Le terrible bilan du quinquennat Sarkozy par… Jean-François Copé

Publié à 11h17, le 21 août 2016 , Modifié à 12h07, le 21 août 2016

Le terrible bilan du quinquennat Sarkozy par… Jean-François Copé
Jean-François Copé et Nicolas Sarkozy. © THOMAS SAMSON / AFP

Nicolas Sarkozy va faire son premier meeting de candidat à Châteaurenard, là où Jean-François Copé faisait sa rentrée politique depuis 10 ans. Un coup de Trafalgar qui "amuse" le député-maire de Meaux autant que cela l’exaspère.

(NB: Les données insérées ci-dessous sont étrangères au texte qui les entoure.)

PR #310, opened 2026-08-22
Speak the erase wire the operator actually answers

rinat-enikeev:
## The problem

With five backups retained at an operator declaring `maximumRetainedSnapshots: 5`, the sixth run was refused `quota_exceeded` and Settings showed "1 operator needs attention" — instead of the rolling window erasing the oldest snapshot and the new one landing.

`makeRoom` was doing its job: it listed the operator's snapshots, picked the oldest, and requested a §11 erase. The erase never succeeded, and `makeRoom` deliberately swallows a failed housekeeping erase (a failed erase says nothing about whether the upload can be stored), so nothing surfaced until the operator itself refused the upload.

## Three wire mismatches, all on the erase path

Measured against the deployed operator (`onym-infra/backup/operator`, live at backup.onym.app):

1. **The erase body carried no `operationId`.** The operator requires a client-chosen id — §14.9 reconciliation is keyed on an id the client already knows — and answers 400 without one. Every erase this client ever sent was refused.
2. **The response is an array of receipts; the client decoded a single object.** The operator mints one receipt per distinct pinned `termsId` in scope, so even a single-snapshot erase arrives as a one-element array.
3. **The operator's timestamps carry fractional seconds; the receipt parser refused them.** `acknowledgedAt`/`completionCommittedBy` are stamped `2026-08-22T13:42:25.779692Z` (RFC 3339, `time` crate), and `BackupFormat.date(fromRFC3339:)` was pinned to the fraction-less form.

The unit suite never caught this because `ScriptedPort` fakes the port above the wire; the erase request and response bytes were never exercised against the operator's actual shapes.

## The fix

- `URLSessionBackupClient.eraseSnapshot` sends a client-chosen `operationId` and decodes the receipt array — refusing an empty one, because an erasure that committed nothing is an error, not a receipt.
- `BackupPort.eraseSnapshot` returns `[ErasureReceipt]`; the repository records every receipt's raw bytes (they are the only durable record), and `DeviceBackupSettingsFlow` keeps the first for display.
- `BackupFormat.date(fromRFC3339:)` reads fractional seconds. Reading is wider than writing: emission stays pinned to the fraction-less form the signed bytes use.

## Tests

- `testEraseSendsAnOperationIdAndReadsTheReceiptArray` — pins the request body shape and the array response with fractional stamps, at the transport level through `StubURLProtocol`.
- `testEraseAllKeepsEveryReceipt` — a `scope: "all"` spanning two pinned terms returns both receipts.
- `testAnEmptyReceiptArrayIsRefused`.

### DIFF
--- a/Packages/OnymBackup/Sources/OnymBackup/BackupFormat.swift
+++ b/Packages/OnymBackup/Sources/OnymBackup/BackupFormat.swift
@@ -63,8 +63,20 @@ enum BackupFormat {
         return formatter
     }()
 
+    /// Reading is wider than writing: RFC 3339 allows fractional
+    /// seconds, and the operator's stamps carry them, so a reader
+    /// pinned to the emitting form would refuse every receipt the
+    /// operator actually signs.
+    static let fractionalTimestampFormatter: ISO8601DateFormatter = {
+        let formatter = ISO8601DateFormatter()
+        formatter.formatOptions = [.withInternetDateTime, .withFractionalSeconds]
+        formatter.timeZone = TimeZone(secondsFromGMT: 0)
+        return formatter
+    }()
+
     static func date(fromRFC3339 value: String) -> Date? {
         timestampFormatter.date(from: value)
+            ?? fractionalTimestampFormatter.date(from: value)
     }
 
     static func string(fromDate date: Date) -> String {
--- a/Packages/OnymBackup/Sources/OnymBackup/BackupPort.swift
+++ b/Packages/OnymBackup/Sources/OnymBackup/BackupPort.swift
@@ -35,10 +35,12 @@ public protocol BackupPort: Sendable {
     /// restore.
     func downloadSnapshot(_ reference: SnapshotReference, to destination: URL) async throws
 
-    /// Request erasure and return the operator's signed receipt.
-    /// An acknowledged-but-incomplete erasure is `erasureUnconfirmed`,
-    /// carrying the receipt — it is not success.
-    func eraseSnapshot(scope: ErasureScope) async throws -> ErasureReceipt
+    /// Request erasure and return the operator's signed receipts — one
+    /// per distinct pinned `termsId` in scope (§11), so a single
+    /// snapshot yields exactly one and `all` may yield several. Never
+    /// empty. An acknowledged-but-incomplete erasure is
+    /// `erasureUnconfirmed`, carrying the receipt — it is not success.
+    func eraseSnapshot(scope: ErasureScope) async throws -> [ErasureReceipt]
 
     /// The portable container for migration to another operator or to the
     /// person's own storage. Never gated on payment
--- a/Packages/OnymBackup/Sources/OnymBackup/BackupRepository.swift
+++ b/Packages/OnymBackup/Sources/OnymBackup/BackupRepository.swift
@@ -740,9 +740,9 @@ public actor BackupRepository {
         guard surplus <= erasable.count else { return }
 
         for row in erasable.prefix(surplus) {
-            let receipt: ErasureReceipt
+            let receipts: [ErasureReceipt]
             do {
-                receipt = try await port.eraseSnapshot(scope: .snapshot(row.snapshotReference))
+                receipts = try await port.eraseSnapshot(scope: .snapshot(row.snapshotReference))
             } catch {
                 // Stopped, not thrown. A housekeeping erase that failed
                 // says nothing about whether this snapshot can be
@@ -757,7 +757,7 @@ public actor BackupRepository {
             // durable record that this happened, and a batch written
             // after the last erase is a batch lost by a crash in the
             // middle of the first.
-            record(receipt, scope: .snapshot(row.snapshotReference), in: &state)
+            record(receipts, scope: .snapshot(row.snapshotReference), in: &state)
             try commit(state, expecting: state.componentId)
         }
     }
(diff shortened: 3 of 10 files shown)


dev-onym (commented):
REQUEST_CHANGES — the wire fixes are right in shape, but the fractional-timestamp fix stops one function short of the path that actually feeds the rolling window, and the stored receipt bytes are no longer the operator's.

- `URLSessionBackupClient+Transport.swift:15` — `Self.decoder` still uses `dateDecodingStrategy = .iso8601`, which rejects fractional seconds. `listSnapshots` decodes `retainedAt`/`retainedUntil` (`URLSessionBackupClient.swift:244-250`) and `exportSnapshots` decodes `retainedAt` (`:310`) through it. If the operator's `time`-crate clock stamps those the way it stamps `acknowledgedAt`, `listSnapshots` throws `malformed_response`, `makeRoom` never gets a list, and the quota bug in the PR body survives this fix. Point the strategy at `.custom { BackupFormat.date(fromRFC3339:) }` and pin it with a transport test.
- `URLSessionBackupClient.swift:297` — each element is re-serialized with `JSONSerialization(.sortedKeys)`, so `rawBytes` is a client reconstruction: key order, whitespace, number formatting, and unicode escaping all differ from what the operator sent. `BackupRepository.swift:934` writes exactly those bytes as the durable record and `BackupPort.swift:38` calls them "signed receipts" — a detached signature could never be checked against them. Keep the per-element source substrings (or store the whole response body verbatim alongside).
- `URLSessionBackupClient.swift:290-295` — `[]` is refused for every scope. An operator that legitimately holds nothing in scope for `.all` now makes `stopBackingUp(erasingFirst: true)` (`DeviceBackupSettingsFlow.swift:355-366`) report "did not confirm that it erased your backup, so nothing was changed" and refuse to stop. Worth distinguishing nothing-in-scope from malformed; at minimum decide it deliberately.
- `DeviceBackupSettingsFlow.swift:357,393` — `.first` on a multi-receipt `.all` lets the operator choose which `excludedScope` and `completionCommittedBy` the person is shown, by response order. Given the receipt's whole purpose is the excluded scope, hold `[ErasureReceipt]` in state (or select by latest `completionCommittedBy`).
- `URLSessionBackupClient.swift:296-299` — nothing checks that a returned receipt's `scope` matches what was requested; `record` (`BackupRepository.swift:934-940`) then drops the local row by the *requested* digest regardless. Pre-existing, but this path is being rewritten and the file's stated ethos is refusing what the operator asserts.
- `BackupAdapterTests.swift:236-243` — bare `catch {}` passes on any error, including an unrelated transport failure; assert `BackupError.rejected(code: "malformed_receipt")`. Nothing yet pins that a receipt's `rawBytes` equals the operator's bytes, which is why the finding above is invisible to the suite.
- Minor: `BackupFormat.swift:66-79` mirrors the existing `ServiceManifestFormat` pair, which is the right precedent. Note the tolerance is Foundation's — 9-digit/nanosecond stamps or a `+00:00` offset instead of `Z` would still be refused; if the operator can emit either, widen the test.

dev-onym (commented):
**COMMENT** — the three wire fixes look right and well-tested at the transport level; the concerns below are about what happens when a response is partly bad, and about the diagnostic that stayed silent.

- `URLSessionBackupClient.swift:305` — `elements.map { try ErasureReceipt.decode(...) }` throws on the first bad element and discards the receipts already decoded. For `scope: .all` spanning two pinned terms, if receipt #2 has an empty `excludedScope` (or an echoed scope mismatch at :311), the operator has erased everything and this client keeps *zero* receipts and drops no local rows — the same "an erasure that committed nothing is not a receipt" argument used to refuse `[]` at :301 applies harder here. Consider partitioning: record every well-formed receipt's `rawBytes`, then throw.
- `URLSessionBackupClient.swift:282` — the `operationId` is minted inline and never persisted (nothing in `BackupStateStore.swift` holds erase ids, unlike `pendingOperations`). So the comment's §14.9 rationale ("a lost erase response can only be asked about under an id this side already knows") isn't actually achievable yet: a retry after a lost response mints a fresh id. Either persist it or soften the comment to "the operator requires one".
- `BackupRepository.swift:744-752` — the swallow that hid this bug for the whole life of the erase path is unchanged, and nothing records that a housekeeping erase failed. The next erase-wire regression is equally invisible until `quota_exceeded`. A counter/last-error on state (surfaced as the operator-attention reason) would make the class of bug self-reporting rather than requiring another field report.
- `URLSessionBackupClient+Transport.swift:88` — `|| !elements.isEmpty` lets a trailing comma (`[{…},]`) through as a second, empty element, which then fails as `malformed_receipt`. Reachable only via a malformed response, but the guard reads like it was meant to reject it; `[]` is already handled above at :79.
- `BackupFormat.swift:70-79` — the Transport comment (`:17-21`) says the point is not to depend on "a fact about the Foundation build", but `.withFractionalSeconds` on `ISO8601DateFormatter` is exactly such a fact — including whether 9-digit fractions (used in the tests) parse. The upside is that `testTheTimestampReaderAcceptsTheOperatorsClock` now fails loudly instead of the window silently stalling; worth trimming the comment's claim.
- `DeviceBackupSettingsFlow.swift:415` — `receiptToShow` returns `nil` on an empty array, so a port that returned `[]` would silently clear a previously displayed receipt, while the `catch` paths deliberately preserve it. `?? state.lastReceipt` would match that intent. Tie-break by `receiptId` is a good call.
- `ErasureReceipt.decode(raw:)` is still called without a signature, so every wire receipt has `signature == nil` — pre-existing, but it undercuts the "bytes a signature would be checked against" rationale at :288-293. Fine to defer; a note in the comment would keep it honest.
- Tests read well and pin the real shapes. No Swift toolchain in this worktree, so I did not build or run them.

S’il est loin d’être un favori des sondages pour la primaire de la droite, l’ex-patron de l’UMP ne se voit qu’un seul rival, qu’un seul adversaire sur lequel taper aussi fort qu’un boxeur français aux JO de Rio : Nicolas Sarkozy.

Dans les Vosges, pour une réunion de campagne à la recherche des parrainages manquants de militants, Jean-François Copé se livre à un rude et terrible réquisitoire contre le quinquennat Sarkozy, comme le rapporte ce dimanche 21 août Le JDD. "Il avait tous les pouvoirs pour faire et il n’a pas fait", tance-t-il, avant de décliner l’ensemble des erreurs commises par l’ancien président. Sans filtre.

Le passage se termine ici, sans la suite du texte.